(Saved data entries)
------------------------------
PR #2666, opened 2025-05-20
Auto activate uv venv with pip installed

r4victor:
Addresses #2625 

#2649 ditched conda in favor of uv in dstack Docker images. The side effect of that is that `pip` is no longer available in runs. This breaks things directly dependent on pip such as Jupyter's `%pip`, `python -m venv`, and `pip` hardcoded in makefiles and other scripts. The PR makes pip available by creating a uv venv with pip installed and activating it when using dstack Docker images. This should not worsen UX for users relying on uv-based workflow, only improve UX for those who depend on pip directly.

The PR will be merged once the 0.8 Docker images with uv are built and version.base_image is updated.


src/dstack/_internal/server/services/jobs/configurators/base.py
```diff
@@ -164,6 +166,18 @@ async def _commands(self) -> List[str]:
...
         return result
 
+    def _dstack_image_commands(self) -> List[str]:
+        if (
+            self.run_spec.configuration.image is not None
+            or self.run_spec.configuration.entrypoint is not None
+        ):
+            return []
+        return [
+            f"uv venv --prompt workflow --seed {DEFAULT_REPO_DIR}/.venv > /dev/null 2>&1",
```
jvstme, line 176: I assume this `.venv` can turn up in `git status`, as it is not necessarily included in `.gitignore`. Any chance we could create it outside of the repo?

src/dstack/_internal/server/services/jobs/configurators/base.py
```diff
@@ -164,6 +166,18 @@ async def _commands(self) -> List[str]:
 
         return result
 
+    def _dstack_image_commands(self) -> List[str]:
+        if (
+            self.run_spec.configuration.image is not None
```
jvstme, line 171: (nit) This means pip won't work if our base image is explicitly specified in `image`. I've seen some users do it, possibly because we advertise it in the docs ([1](https://dstack.ai/docs/quickstart/#apply-a-configuration), [2](https://dstack.ai/docs/concepts/tasks/#docker), and more).

Maybe we could set up the venv in the Dockerfile, so that our images already come with a working pip?

src/dstack/_internal/server/services/jobs/configurators/base.py
r4victor: I considered creating a global uv venv outside the repo. The problem with that is that having an active venv outside the repo would trigger uv warnings about the active repo not being used cause it defaults to `.venv` in the project directory. Not critical, but quite confusing. And since we want to support uv-first flow, I think we should optimize for this case.

As regards to .venv in git, it will never appear in git since it's always excluded by .venv/.gitignore.

src/dstack/_internal/server/services/jobs/configurators/base.py
r4victor: The current idea is to have .venv in the repo dir so that uv does not issue warnings about the wrong venv. And I don't want to hardcode the repo path in the image since we had plans to make it configurable.

src/dstack/_internal/server/services/jobs/configurators/base.py
jvstme: Users may still be confused by a new directory in their repository, especially if they don't use uv or Python. But I guess we can live with that if there are no good alternatives

jvstme (approved):

src/dstack/_internal/server/services/jobs/configurators/base.py
r4victor: Maybe, let's see how it works

r4victor:
Tested pip vs uv for installing pytorch on GCP n1-standard-4:

```
# time pip install torch
...
real    2m26.338s
user    1m37.514s
sys     0m16.711s
```

```
# time uv pip install torch
...
real    0m32.771s
user    0m29.070s
sys     0m8.300s
```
------------------------------
▶ **TASK BRIEF**
Print the data again exactly.

▶ **RESULT OF THE EXERCISE**
PR #2666, opened 2025-05-20
Auto activate uv venv with pip installed

r4victor:
Addresses #2625 

#2649 ditched conda in favor of uv in dstack Docker images. The side effect of that is that `pip` is no longer available in runs. This breaks things directly dependent on pip such as Jupyter's `%pip`, `python -m venv`, and `pip` hardcoded in makefiles and other scripts. The PR makes pip available by creating a uv venv with pip installed and activating it when using dstack Docker images. This should not worsen UX for users relying on uv-based workflow, only improve UX for those who depend on pip directly.

The PR will be merged once the 0.8 Docker images with uv are built and version.base_image is updated.


src/dstack/_internal/server/services/jobs/configurators/base.py
```diff
@@ -164,6 +166,18 @@ async def _commands(self) -> List[str]:
...
         return result
 
+    def _dstack_image_commands(self) -> List[str]:
+        if (
+            self.run_spec.configuration.image is not None
+            or self.run_spec.configuration.entrypoint is not None
+        ):
+            return []
+        return [
+            f"uv venv --prompt workflow --seed {DEFAULT_REPO_DIR}/.venv > /dev/null 2>&1",
```
jvstme, line 176: I assume this `.venv` can turn up in `git status`, as it is not necessarily included in `.gitignore`. Any chance we could create it outside of the repo?

src/dstack/_internal/server/services/jobs/configurators/base.py
```diff
@@ -164,6 +166,18 @@ async def _commands(self) -> List[str]:
 
         return result
 
+    def _dstack_image_commands(self) -> List[str]:
+        if (
+            self.run_spec.configuration.image is not None
```
jvstme, line 171: (nit) This means pip won't work if our base image is explicitly specified in `image`. I've seen some users do it, possibly because we advertise it in the docs ([1](https://dstack.ai/docs/quickstart/#apply-a-configuration), [2](https://dstack.ai/docs/concepts/tasks/#docker), and more).

Maybe we could set up the venv in the Dockerfile, so that our images already come with a working pip?

src/dstack/_internal/server/services/jobs/configurators/base.py
r4victor: I considered creating a global uv venv outside the repo. The problem with that is that having an active venv outside the repo would trigger uv warnings about the active repo not being used cause it defaults to `.venv` in the project directory. Not critical, but quite confusing. And since we want to support uv-first flow, I think we should optimize for this case.

As regards to .venv in git, it will never appear in git since it's always excluded by .venv/.gitignore.

src/dstack/_internal/server/services/jobs/configurators/base.py
r4victor: The current idea is to have .venv in the repo dir so that uv does not issue warnings about the wrong venv. And I don't want to hardcode the repo path in the image since we had plans to make it configurable.

src/dstack/_internal/server/services/jobs/configurators/base.py
jvstme: Users may still be confused by a new directory in their repository, especially if they don't use uv or Python. But I guess we can live with that if there are no good alternatives

jvstme (approved):

src/dstack/_internal/server/services/jobs/configurators/base.py
r4victor: Maybe, let's see how it works

r4victor:
Tested pip vs uv for installing pytorch on GCP n1-standard-4:

```
# time pip install torch
...
real    2m26.338s
user    1m37.514s
sys     0m16.711s
```

```
# time uv pip install torch
...
real    0m32.771s
user    0m29.070s
sys     0m8.300s
```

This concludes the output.